=== Task to complete ===
Read the data below. Every line holding the string "BLEAdvertising" must be copied.
[[ Records shown open ]]
PR #2690, opened 2019-04-21
Defined BLE setPrivateAddress()

WhyKickAmooCow:
Implemented the function used to change the advertised BLE address.

As per the specification, there are multiple address types that can be user set (Random, Static, etc.). Currently this library only uses the address issued to the device during manufacture. This pull request adds the functionality of user changeable BLE addresses.

There is currently no implementation of this function that I am aware of, so use in projects should be minimal, if at all. Changing the functions signature should not break any significant number of projects.

### DIFF
--- a/libraries/BLE/src/BLEAdvertising.cpp
+++ b/libraries/BLE/src/BLEAdvertising.cpp
@@ -254,6 +254,27 @@ void BLEAdvertising::stop() {
 } // stop
 
 /**
+ * @brief Set BLE address.
+ * @param [in] Bluetooth address.
+ * @param [in] Bluetooth address type.
+ * Set BLE address.
+ */
+
+void BLEAdvertising::setDeviceAddress(esp_bd_addr_t addr, esp_ble_addr_type_t type)
+{
+	log_v(">> setPrivateAddress")
+
+	m_advParams.own_addr_type = type;
+	esp_err_t errRc = esp_ble_gap_set_rand_addr((uint8_t*)addr);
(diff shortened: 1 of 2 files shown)


me-no-dev:
could you please explain to me and to everyone in this PR's description exactly what this function does and what your change improves. Also, I am not sure that changing the original function's signature is a good thing. Maybe a new function should be added for this? Code that uses it will now break.

me-no-dev:
Any comments on this @WhyKickAmooCow

WhyKickAmooCow:
Given the function's content, maybe you are right in saying that a different function may be better. I would suggest something like "setRandomAddress()".

me-no-dev:
How about `setDeviceAddress`? Since the address will be manually set.

WhyKickAmooCow:
Of course I miss the obvious choice. This will be probably the best option as address types other than random may be set, and that it makes is clear that it is setting the device address. 

As according the BLE spec, as far as I am aware even if you manually set the address, it is still of the random type. So random address would still be appropriate for the most part, but `setDeviceAddress` would still be better.

me-no-dev:
I have the feeling that the meaning of "random" is rather different. More like the different types of MAC addresses for networking. They also have a few different classes. So the address is not really random every time, but is of type "random" (which means something else). Do I get this correctly?

chegewara:
In ble specs there is 4 types of address:
- 1 public, which is burned in esp32 efuse,
- 3 random, esp-idf is using only 1 random type as far as i know (public random).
[[ Records shown closed ]]
=== Completed exercise ===
--- a/libraries/BLE/src/BLEAdvertising.cpp
+++ b/libraries/BLE/src/BLEAdvertising.cpp
@@ -254,6 +254,27 @@ void BLEAdvertising::stop() {
+void BLEAdvertising::setDeviceAddress(esp_bd_addr_t addr, esp_ble_addr_type_t type)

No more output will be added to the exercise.